To start, you’ll need to extract questions from various questionnaire formats (Word, Excel, PDF). This can be done using document processing tools that can parse different file formats and identify question text.
Given that the wording of questions can vary, it’s essential to standardize the questions. NLP models can help by recognizing the semantic meaning of questions, even if they are phrased differently.
Compile a list of common questions and their corresponding answers. This knowledge base will be used to map extracted questions to the appropriate responses.
Then you implement the AI Model :
- Data Preprocessing: Clean and prepare the data extracted from questionnaires.
- NLP Techniques: Use techniques such as entity recognition and text similarity to match questions to your knowledge base.
- Automated Response Generation: Develop a system that automatically fills in the answers from your knowledge base into the questionnaires.
Azure AI Builder provides pre-built models for form processing and text analysis, which can be customized for your specific use case.

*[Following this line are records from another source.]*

PR #3431, opened 2026-04-19
feat(coding-agent): add fork position and duplicate session option

mitsuhiko:
Simpler implementation for #2962.

### DIFF
--- a/packages/coding-agent/src/core/agent-session-runtime.ts
+++ b/packages/coding-agent/src/core/agent-session-runtime.ts
@@ -110,7 +110,10 @@ export class AgentSessionRuntime {
 		return { cancelled: result?.cancel === true };
 	}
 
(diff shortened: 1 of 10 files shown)


badlogic:
Follow-up is merged on main.

What changed after this PR:
- `/fork` is back to forking from a previous user message only
- `/clone` was added as the explicit current-position duplication flow
- the `/fork` picker no longer mixes clone semantics into the fork UI
- RPC now exposes `clone` and `RpcClient.clone()`
- README, SDK, extension, session, tree, and RPC docs were updated
- tests were added for interactive `/clone`, RPC client `clone()`, and runtime `position: "at"` behavior in both persisted and in-memory sessions

This keeps the internal runtime shape from this PR, but aligns the public UX with #2962.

Here’s a general approach to integrating these tools:
- Document Processing:
- Use Azure Form Recognizer to extract text and structure from questionnaires.
- Parse the text to identify questions.
- Text Analysis:
- Implement Azure Text Analytics to understand the intent and meaning of questions.
- Use custom models if needed to better align with your specific question set.
- Answer Mapping:
- Match the extracted questions to the standardized questions in your knowledge base.
- Retrieve the corresponding answers.
- Form Filling:
- Automate the insertion of answers into the appropriate sections of the questionnaires.
- Use tools like Word automation in Python, Excel libraries (e.g., openpyxl), and PDF libraries (e.g., PyPDF2) for different document formats.
- Review and Validate:
- Implement a review step where the filled-out questionnaires can be checked for accuracy.
- Use user feedback to continually improve the AI model.